PR #570, opened 2018-08-21
Fixed lists

PeterKottas:


PeterKottas:
Getting tons of merge conflicts here :( Apparently you are using different formatting rules because the whole thing lights up as conflict. I managed to fix the lists to a working state. Also added buttons to increase and decrease indent. I know this is somewhat opinionated but I myself had no idea how to do it with shortcut. So this should hopefully make life easier for people. The relevant change is in https://github.com/ory/editor/pull/570/files#diff-526c2546141374aa41580dbbeac4f826
Notice how we were reinventing the wheel when the edit-list-plugin actually does all the heavy work for us. Now it works like a charm.

arekkas:
Formatting is standardized with `npm run prettier`.

PeterKottas:
Ok I'll give that a go. Tbh, I probably should have cloned 0.4.0 and worked on that. But I just continued on my master and it backfired. Anyways, the code now looks good.

arekkas:
Never work on master directly, especially with forks. Always create feature branches. I use https://github.com/Originate/git-town to make this easy!

PeterKottas:
Sure, generally it's never the case. Just sometimes, when contributing via fork, it's tempting to just fork, change stuff and PR back in. Thanks for the tip man! I'll definitely check it out. I am using git kraken lately which is awesome imho. (yeah I am a UI guy :D , if it's done well, I prefer it to console )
---------------
What the exercise asks
Each line above that has the word "master" should be copied.

Reply
Ok I'll give that a go. Tbh, I probably should have cloned 0.4.0 and worked on that. But I just continued on my master and it backfired. Anyways, the code now looks good.
Never work on master directly, especially with forks. Always create feature branches. I use https://github.com/Originate/git-town to make this easy!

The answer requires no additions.